## Assignment
Return each line in the records below that includes "header".

--- Input material Enclosed Below ---

PR #4254, opened 2020-06-06
src/CoreAudio: update CoreAudio API, remove deprecated API calls.

TerryGeng:
Separated from #4250 :D

### DIFF
--- a/src/mumble/CoreAudio.cpp
+++ b/src/mumble/CoreAudio.cpp
@@ -7,40 +7,11 @@
 
 #include "User.h"
 
-#include <Carbon/Carbon.h>
-
 // We define a global macro called 'g'. This can lead to issues when included code uses 'g' as a type or parameter name (like protobuf 3.7 does). As such, for now, we have to make this our last include.
 #include "Global.h"
 
 // Ignore deprecation warnings for the whole file, for now.
 #pragma GCC diagnostic ignored "-Wdeprecated-declarations"
-
-class CoreAudioInputRegistrar : public AudioInputRegistrar {
-	public:
-		CoreAudioInputRegistrar();
-		virtual AudioInput *create();
-		virtual const QList<audioDevice> getDeviceChoices();
-		virtual void setDeviceChoice(const QVariant &, Settings &);
-		virtual bool canEcho(const QString &) const;
-};
-
-class CoreAudioOutputRegistrar : public AudioOutputRegistrar {
-	public:
-		CoreAudioOutputRegistrar();
-		virtual AudioOutput *create();
-		virtual const QList<audioDevice> getDeviceChoices();
-		virtual void setDeviceChoice(const QVariant &, Settings &);
-		bool canMuteOthers() const;
-};
-
-class CoreAudioInit : public DeferInit {
-		CoreAudioInputRegistrar *cairReg;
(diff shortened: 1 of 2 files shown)


src/mumble/CoreAudio.cpp
```diff
@@ -37,7 +37,7 @@ class CoreAudioInit : public DeferInit {
 		CoreAudioInputRegistrar *cairReg;
 		CoreAudioOutputRegistrar *caorReg;
 	public:
-		CoreAudioInit() : cairReg(NULL), caorReg(NULL) {}
+		CoreAudioInit() : cairReg(nullptr), caorReg(nullptr) {}
```
Krzmbrzl, line 40: While we're at it, let's remove this constructor's implementation and set the defaults in the header file.

src/mumble/CoreAudio.cpp
```diff
@@ -84,33 +84,46 @@ const QHash<QString, QString> CoreAudioSystem::getDevices(bool input) {
...
-	err = AudioHardwareGetProperty(kAudioHardwarePropertyDevices, &len, devs);
+	err = AudioObjectGetPropertyData(kAudioObjectSystemObject, &propertyAddress, 0, nullptr, &len, devs);
 	if (err != noErr)
 		return qhReturn;
 
+	if (input) {
+		propertyAddress.mScope = kAudioDevicePropertyScopeInput;
+	} else {
+		propertyAddress.mScope = kAudioDevicePropertyScopeOutput;
+	}
```
Krzmbrzl, line 108: Normally I'm not a big fan of 1-liners but in the case of a conditional assignment, I think they are actually more readable:
```suggestion
	propertyAddress.mScope = input ? kAudioDevicePropertyScopeInput : kAudioDevicePropertyScopeOutput;
```

src/mumble/CoreAudio.cpp
```diff
@@ -491,8 +524,8 @@ CoreAudioOutput::CoreAudioOutput() {
 	desc.componentFlags = 0;
 	desc.componentFlagsMask = 0;
 
-	comp = FindNextComponent(NULL, &desc);
-	if (comp == NULL) {
+	comp = FindNextComponent(nullptr, &desc);
+	if (comp == nullptr) {
```
Krzmbrzl, line 528: I guess the "idiomatic" way of doing this check would be
```suggestion
	if (!comp) {
```

Ref.: https://stackoverflow.com/questions/3825668/checking-for-null-pointer-in-c-c

src/mumble/CoreAudio.h
```diff
@@ -10,6 +10,9 @@
 #include "AudioOutput.h"
 
 #include <AudioToolbox/AudioToolbox.h>
+#include <Carbon/Carbon.h>
+
+#include "Global.h"
```
davidebeatrici, line 15: Why did you move the includes to the header?

TerryGeng: Because I move the declaration of two classes to the header file and DeferInit is defined in Global.h. Actually Carbon.h is not necessary to import from the header file.

davidebeatrici: All clear, thank you very much for your contribution!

--- End of Enclosed Input material ---

## Result of this exercise
Krzmbrzl, line 40: While we're at it, let's remove this constructor's implementation and set the defaults in the header file.
davidebeatrici, line 15: Why did you move the includes to the header?
TerryGeng: Because I move the declaration of two classes to the header file and DeferInit is defined in Global.h. Actually Carbon.h is not necessary to import from the header file.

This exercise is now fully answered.